Will start building it back up once i spend more time with the paper, pencil and the diagrams, and report any anomalies here if they seem related to the domain module. It's highly unlikely i'll use the same mix of modules as before, so i can't say what will crop up next time.

b

somebodysysop’s picture

Just for clarification, OG User Roles uses hook_nodeapi($op='access') with TAC/OG Integration ONLY. With that turned off, OG User Roles requires no custom patches. Theoretically, OGR should have no problem working with DA with TAC/OG turned off. The only purpose of the TAC/OG Integration code is to make TAC and OG work together, and this is strictly optional (and not recommended) in the module settings.
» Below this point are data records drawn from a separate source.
PR #2465, opened 2026-03-01
Make autoRefresh gracefully degrade without PGListener

amitaibu:
## Summary

- When PGListener is not in the request vault (e.g. in hspec tests using `callActionWithParams`), `autoRefresh` now runs the action directly instead of crashing with `error "PGListener not found in request vault"`
- The `autoRefreshMeta` view helper already returns `mempty` when no `AutoRefreshEnabled` is in the vault, so views render correctly in degraded mode
- Adds a test verifying the graceful degradation path

## Test plan

- [ ] Verify the new "graceful degradation without PGListener" test passes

If there is another way of doing TAC/OG integration, I'd LOVE to hear it.

agentrickard’s picture

Try the multiple node access patch. http://drupal.org/node/196922

netw3rker’s picture

this seems to have cropped up on one of my very recently built sites as well. Here is a much simpler query than the one posted above. As you can see i'm only using 2 auth modules (workflow access & domain access). I do have the multiple_node_access patch applied too. any thoughts on why "domain" is being put in w/o quotes?

SELECT COUNT(*) 
FROM node_access 
WHERE nid = 0 
AND (
  (gid = 0 AND realm = 'all') 
  OR (gid = 0 AND realm = 'domain_site') 
  OR (gid = domain AND realm = 'domain_site') 
  OR (gid = 2 AND realm = 'domain_id') 
  OR (gid = domain AND realm = 'domain_id') 
  OR (gid = 1 AND realm = 'workflow_access') 
  OR (gid = 0 AND realm = 'workflow_access_owner')
)
AND grant_view >= 1

TIA!

agentrickard’s picture

This issue is closed. Please start over.